* **What the task asks**
Copy all lines below that use the word "OnymGroup".

Saved entries
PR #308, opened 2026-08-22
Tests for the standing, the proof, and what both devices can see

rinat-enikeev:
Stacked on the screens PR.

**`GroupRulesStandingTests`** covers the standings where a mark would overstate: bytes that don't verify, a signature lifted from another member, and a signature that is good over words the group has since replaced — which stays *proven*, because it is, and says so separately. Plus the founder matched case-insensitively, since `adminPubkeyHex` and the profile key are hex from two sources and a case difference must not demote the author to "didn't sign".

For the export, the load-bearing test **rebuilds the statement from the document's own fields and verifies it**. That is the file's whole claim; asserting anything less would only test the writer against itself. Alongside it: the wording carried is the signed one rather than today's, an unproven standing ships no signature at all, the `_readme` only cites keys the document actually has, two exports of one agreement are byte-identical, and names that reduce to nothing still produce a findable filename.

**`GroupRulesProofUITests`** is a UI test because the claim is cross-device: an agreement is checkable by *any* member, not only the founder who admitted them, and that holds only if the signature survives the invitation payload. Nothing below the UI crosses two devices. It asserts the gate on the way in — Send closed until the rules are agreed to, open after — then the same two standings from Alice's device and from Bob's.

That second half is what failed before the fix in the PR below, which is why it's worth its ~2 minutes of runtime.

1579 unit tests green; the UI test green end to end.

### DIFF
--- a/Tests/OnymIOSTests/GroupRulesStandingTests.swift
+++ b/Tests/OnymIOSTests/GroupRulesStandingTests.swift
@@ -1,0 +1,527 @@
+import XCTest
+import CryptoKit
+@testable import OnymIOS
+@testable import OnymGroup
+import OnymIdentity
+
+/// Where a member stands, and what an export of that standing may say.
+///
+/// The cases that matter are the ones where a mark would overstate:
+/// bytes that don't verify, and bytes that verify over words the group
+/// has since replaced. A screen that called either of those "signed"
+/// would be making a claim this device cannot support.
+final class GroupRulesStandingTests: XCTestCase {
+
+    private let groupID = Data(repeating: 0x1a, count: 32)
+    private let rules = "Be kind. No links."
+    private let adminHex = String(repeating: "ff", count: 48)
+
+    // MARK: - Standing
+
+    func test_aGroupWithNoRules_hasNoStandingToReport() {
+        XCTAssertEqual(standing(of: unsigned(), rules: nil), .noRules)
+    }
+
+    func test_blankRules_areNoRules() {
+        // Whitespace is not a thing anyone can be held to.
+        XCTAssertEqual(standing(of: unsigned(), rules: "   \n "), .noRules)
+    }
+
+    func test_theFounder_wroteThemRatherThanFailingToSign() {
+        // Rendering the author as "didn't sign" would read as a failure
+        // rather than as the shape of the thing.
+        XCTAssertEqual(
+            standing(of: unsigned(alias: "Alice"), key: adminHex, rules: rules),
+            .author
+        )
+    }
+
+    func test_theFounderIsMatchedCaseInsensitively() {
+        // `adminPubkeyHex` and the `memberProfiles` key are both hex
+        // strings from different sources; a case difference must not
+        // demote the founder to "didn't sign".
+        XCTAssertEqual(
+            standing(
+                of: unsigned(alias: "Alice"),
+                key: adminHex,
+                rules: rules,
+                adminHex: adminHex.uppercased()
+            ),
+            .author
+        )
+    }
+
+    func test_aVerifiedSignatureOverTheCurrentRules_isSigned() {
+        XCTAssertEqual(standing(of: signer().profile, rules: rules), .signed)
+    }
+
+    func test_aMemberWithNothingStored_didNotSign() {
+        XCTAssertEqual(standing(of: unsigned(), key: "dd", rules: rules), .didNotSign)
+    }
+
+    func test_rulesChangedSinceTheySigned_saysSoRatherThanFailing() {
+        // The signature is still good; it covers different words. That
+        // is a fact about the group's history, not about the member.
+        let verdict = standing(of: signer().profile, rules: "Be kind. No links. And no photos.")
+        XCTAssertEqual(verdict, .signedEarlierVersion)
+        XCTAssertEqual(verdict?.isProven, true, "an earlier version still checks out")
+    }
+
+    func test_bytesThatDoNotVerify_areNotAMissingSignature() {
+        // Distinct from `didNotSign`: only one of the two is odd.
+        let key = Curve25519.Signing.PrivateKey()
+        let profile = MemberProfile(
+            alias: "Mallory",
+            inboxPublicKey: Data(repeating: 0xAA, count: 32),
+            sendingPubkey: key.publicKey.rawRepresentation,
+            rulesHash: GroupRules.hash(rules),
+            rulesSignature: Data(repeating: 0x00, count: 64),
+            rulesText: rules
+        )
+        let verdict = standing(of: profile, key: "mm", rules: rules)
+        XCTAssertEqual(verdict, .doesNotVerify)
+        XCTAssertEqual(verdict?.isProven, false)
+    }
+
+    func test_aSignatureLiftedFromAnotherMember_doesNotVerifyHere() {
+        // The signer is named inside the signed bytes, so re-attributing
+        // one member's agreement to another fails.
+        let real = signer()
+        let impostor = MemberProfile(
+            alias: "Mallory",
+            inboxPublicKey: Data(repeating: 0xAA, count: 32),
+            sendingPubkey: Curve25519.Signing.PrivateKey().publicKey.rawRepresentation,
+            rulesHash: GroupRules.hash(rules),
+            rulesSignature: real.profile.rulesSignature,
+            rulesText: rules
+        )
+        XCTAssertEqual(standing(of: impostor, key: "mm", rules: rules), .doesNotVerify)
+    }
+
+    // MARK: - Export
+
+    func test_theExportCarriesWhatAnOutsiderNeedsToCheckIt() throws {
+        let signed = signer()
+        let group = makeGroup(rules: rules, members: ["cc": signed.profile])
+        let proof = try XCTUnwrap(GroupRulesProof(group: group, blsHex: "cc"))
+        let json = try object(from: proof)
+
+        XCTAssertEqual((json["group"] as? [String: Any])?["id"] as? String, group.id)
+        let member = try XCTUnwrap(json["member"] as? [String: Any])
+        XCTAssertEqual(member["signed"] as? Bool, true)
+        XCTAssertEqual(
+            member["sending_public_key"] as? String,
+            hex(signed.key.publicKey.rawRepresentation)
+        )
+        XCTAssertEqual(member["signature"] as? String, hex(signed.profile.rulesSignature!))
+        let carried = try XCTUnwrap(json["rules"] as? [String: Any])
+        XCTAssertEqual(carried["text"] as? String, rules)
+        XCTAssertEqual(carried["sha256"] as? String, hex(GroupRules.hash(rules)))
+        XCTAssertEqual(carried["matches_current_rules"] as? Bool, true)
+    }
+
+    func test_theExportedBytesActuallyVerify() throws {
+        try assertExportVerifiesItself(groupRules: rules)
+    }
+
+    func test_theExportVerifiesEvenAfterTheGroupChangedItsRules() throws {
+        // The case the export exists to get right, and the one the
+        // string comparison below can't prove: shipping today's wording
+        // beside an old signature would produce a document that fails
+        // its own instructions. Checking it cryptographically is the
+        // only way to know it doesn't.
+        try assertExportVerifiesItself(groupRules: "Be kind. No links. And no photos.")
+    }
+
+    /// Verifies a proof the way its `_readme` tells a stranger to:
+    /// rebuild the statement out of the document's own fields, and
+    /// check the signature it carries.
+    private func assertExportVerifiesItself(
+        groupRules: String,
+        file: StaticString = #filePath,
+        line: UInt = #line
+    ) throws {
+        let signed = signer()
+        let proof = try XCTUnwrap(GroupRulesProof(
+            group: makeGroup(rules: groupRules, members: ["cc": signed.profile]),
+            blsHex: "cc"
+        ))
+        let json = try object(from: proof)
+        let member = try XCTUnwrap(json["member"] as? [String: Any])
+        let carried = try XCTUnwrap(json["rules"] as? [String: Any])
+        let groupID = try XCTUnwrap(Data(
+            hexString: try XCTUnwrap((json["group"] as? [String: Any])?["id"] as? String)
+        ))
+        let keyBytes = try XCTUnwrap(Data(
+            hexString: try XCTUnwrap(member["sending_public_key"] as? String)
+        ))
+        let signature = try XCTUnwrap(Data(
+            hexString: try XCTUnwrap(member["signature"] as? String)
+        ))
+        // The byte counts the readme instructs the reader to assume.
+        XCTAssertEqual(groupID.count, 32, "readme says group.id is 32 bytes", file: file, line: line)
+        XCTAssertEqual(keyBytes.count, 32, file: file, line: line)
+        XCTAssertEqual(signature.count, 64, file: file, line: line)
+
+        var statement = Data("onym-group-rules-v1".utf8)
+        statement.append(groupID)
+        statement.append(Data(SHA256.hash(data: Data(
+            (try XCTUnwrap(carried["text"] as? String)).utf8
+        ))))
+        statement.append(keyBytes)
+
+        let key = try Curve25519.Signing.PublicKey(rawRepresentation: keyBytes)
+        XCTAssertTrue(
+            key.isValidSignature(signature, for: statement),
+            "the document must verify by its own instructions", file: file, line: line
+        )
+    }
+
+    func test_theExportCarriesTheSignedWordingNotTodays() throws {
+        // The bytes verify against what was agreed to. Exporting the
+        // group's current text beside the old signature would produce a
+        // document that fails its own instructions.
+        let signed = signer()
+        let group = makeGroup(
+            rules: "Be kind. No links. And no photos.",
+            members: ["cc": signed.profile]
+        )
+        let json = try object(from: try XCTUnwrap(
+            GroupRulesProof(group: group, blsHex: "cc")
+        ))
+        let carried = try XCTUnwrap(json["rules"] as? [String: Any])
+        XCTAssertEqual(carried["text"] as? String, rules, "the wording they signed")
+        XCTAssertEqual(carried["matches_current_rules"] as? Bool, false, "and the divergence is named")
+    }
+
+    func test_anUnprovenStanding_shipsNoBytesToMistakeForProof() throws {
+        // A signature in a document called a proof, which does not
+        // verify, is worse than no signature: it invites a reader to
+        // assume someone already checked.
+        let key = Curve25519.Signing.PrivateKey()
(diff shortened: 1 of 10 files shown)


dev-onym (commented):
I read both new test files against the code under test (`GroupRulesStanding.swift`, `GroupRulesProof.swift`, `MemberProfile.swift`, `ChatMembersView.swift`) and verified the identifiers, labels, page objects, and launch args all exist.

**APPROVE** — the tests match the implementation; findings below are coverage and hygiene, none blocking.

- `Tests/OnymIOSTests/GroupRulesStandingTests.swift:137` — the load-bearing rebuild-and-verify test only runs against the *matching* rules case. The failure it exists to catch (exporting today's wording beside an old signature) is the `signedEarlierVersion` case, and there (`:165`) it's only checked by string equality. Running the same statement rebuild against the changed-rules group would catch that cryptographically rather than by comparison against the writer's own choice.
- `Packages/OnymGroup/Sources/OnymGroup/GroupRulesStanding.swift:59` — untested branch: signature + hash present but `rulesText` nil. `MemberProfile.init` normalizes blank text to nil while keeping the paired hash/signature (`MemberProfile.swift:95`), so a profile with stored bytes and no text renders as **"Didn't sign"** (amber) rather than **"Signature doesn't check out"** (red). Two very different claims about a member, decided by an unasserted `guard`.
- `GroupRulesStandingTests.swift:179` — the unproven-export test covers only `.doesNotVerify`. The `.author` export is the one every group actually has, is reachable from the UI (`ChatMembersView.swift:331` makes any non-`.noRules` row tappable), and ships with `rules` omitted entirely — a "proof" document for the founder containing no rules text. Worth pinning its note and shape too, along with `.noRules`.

* **Written answer**
+@testable import OnymGroup
- `Packages/OnymGroup/Sources/OnymGroup/GroupRulesStanding.swift:59` — untested branch: signature + hash present but `rulesText` nil. `MemberProfile.init` normalizes blank text to nil while keeping the paired hash/signature (`MemberProfile.swift:95`), so a profile with stored bytes and no text renders as **"Didn't sign"** (amber) rather than **"Signature doesn't check out"** (red). Two very different claims about a member, decided by an unasserted `guard`.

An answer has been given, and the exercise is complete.